Ha ordenado desde su palestra de las conferencias matutinas, se hagan públicas las declaraciones y evidencias que, al menos en el caso de Emilio Lozoya, se encuentren en análisis por la Fiscalía General de la República. Con ello, no sólo ha vulnerado la integridad de distintas personas que han sido exhibidas, sino que además, las ha declarado culpables de corrupción.
Desde la silla presidencial, Andrés Manuel López Obrador ha dictado quién deberá pasar por el banquillo de los acusados y quién no deberá hacerlo. Con ello, no sólo ha demostrado que usurpa funciones que no le corresponden, sino que evidencia su obsesión por concentrar los tres poderes de la Unión en su persona.
Con ello, ha decidido que las personas acusadas por Lozoya son culpables, por lo que pone en una posición complicada tanto a la Fiscalía General como al Poder Judicial. Hoy, ambas instituciones tienen una carga que nunca antes se había visto: cumplir con los mandatos del presidente, y con ello, vulnerar el debido proceso.

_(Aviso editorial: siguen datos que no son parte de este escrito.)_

PR #5425, opened 2024-07-12
docs(text): refine documents in text module

magurotuna:
This commit refines the document in the `text` module. Namely,

- Move the note about word distance calculation possibly to change in the future to more visible place
- Fix the wrong doc comments (e.g. `possibleWords` description on `closestString`)
- Change `possibleWords` type from `string[]` to `ReadonlyArray<string>` to communicate to readers that the passed array won't be mutated
- Use `toSorted` instead of `sort` to ensure immutability

### DIFF
--- a/text/closest_string.ts
+++ b/text/closest_string.ts
@@ -6,7 +6,12 @@ import { levenshteinDistance } from "./levenshtein_distance.ts";
 const getWordDistance = levenshteinDistance;
 
 /**
- * The the most similar string from an array of strings.
+ * Finds the most similar string from an array of strings.
+ *
+ * Note: the ordering of words may change with version-updates
+ * E.g. word-distance metric may change (improve)
+ * use a named-distance (e.g. levenshteinDistance) to
+ * guarantee a particular ordering.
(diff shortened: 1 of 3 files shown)


text/closest_string.ts
```diff
@@ -20,19 +25,14 @@ const getWordDistance = levenshteinDistance;
...
- * @param possibleWords The string-array that will be sorted
+ * @param possibleWords The string-array to pick the closest string from
  * @param options An options bag containing a `caseSensitive` flag indicating
  * whether the distance should include case. Default is false.
- * @returns A sorted copy of possibleWords
- * @note
- * the ordering of words may change with version-updates
- * e.g. word-distance metric may change (improve)
- * use a named-distance (e.g. levenshteinDistance) to
- * guarantee a particular ordering
```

Con la excusa del combate a la corrupción, el primer mandatario dicta quiénes son los que deben ser juzgados por la opinión pública y los que no deberán ser exhibidos ni en los medios de comunicación ni en las redes sociales, como en el caso de su hermano, Pío López Obrador.
Es increíble que cuando se trata de Morena y de su familia, López Obrador no pida que se difundan los videos de «los moches» que se recibieron para sus campañas. Debería medirse con la misma vara a todas aquellas personas que cometen actos ilícitos y de corrupción, incluso cuando se trate de su partido o de su familia.